(Your assignment)
Among the records, which lines include "packages"? List them.

Data extracted from a collection:
PR #1903, opened 2020-06-29
[No Jira] Reinstate icons.js file, needed for docs site icon downloads

shaundon:
When the last PR was merged, it broke the docs site. Turns out, that blank `icons.js` file in `bpk-svgs` actually has a purpose! It's used in the docs site as something to latch onto for downloading a zip file of all the icons. So, I reinstated it.

I tested this locally on a copy of the docs site and it works fine.

### DIFF
--- a/packages/bpk-svgs/src/icons/icons-test.js
+++ b/packages/bpk-svgs/src/icons/icons-test.js
@@ -1,0 +1,14 @@
+import fs from 'fs';
+import path from 'path';
+
+// In order for the docs site to serve a zip-file containing all icon SVGs, the `zip-it-loader` loader
+// must be provided with an empty file within the icons directory.
+// If icons.js is not empty, then it will be served instead of the SVGs
+describe('icons.js', () => {
+  it('icons.js file should be empty', () => {
+    const iconsFile = path.join(__dirname, 'icons.js');
+    const iconsJsFileContents = fs.readFileSync(iconsFile);
+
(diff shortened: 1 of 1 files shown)


georgegillams:
btw danger will fail due to the file not having a license header. We can ignore that check and merge anyway

shaundon:
> btw danger will fail due to the file not having a license header. We can ignore that check and merge anyway

Good point!

packages/bpk-svgs/src/icons/icons.test.js
```diff
@@ -0,0 +1,14 @@
+import fs from 'fs';
+
+// In order for the docs site to serve a zip-file containing all icon SVGs, the `zip-it-loader` loader
+// must be provided with an empty file within the icons directory.
+// If icons.js is not empty, then it will be served instead of the SVGs
+describe('icons.js', () => {
+  it('icons.js file should be empty', () => {
+    const iconsJsFileContents = fs.readFileSync(
+      'packages/bpk-svgs/src/icons/icons.js',
```
georgegillams, line 9: shouldn't this path just be `./icons.js` if the test file is in the same directory? 🤔

shaundon: Yeah it should. I just blindly copied your code because I'm stupid 🤦 Will update.

georgegillams:
Changed a couple of things:
 - Fixed the file path
 - Renamed the file to end `-test.js` otherwise jest won't actually run the test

(Answer space)
--- a/packages/bpk-svgs/src/icons/icons-test.js
+++ b/packages/bpk-svgs/src/icons/icons-test.js
packages/bpk-svgs/src/icons/icons.test.js
+      'packages/bpk-svgs/src/icons/icons.js',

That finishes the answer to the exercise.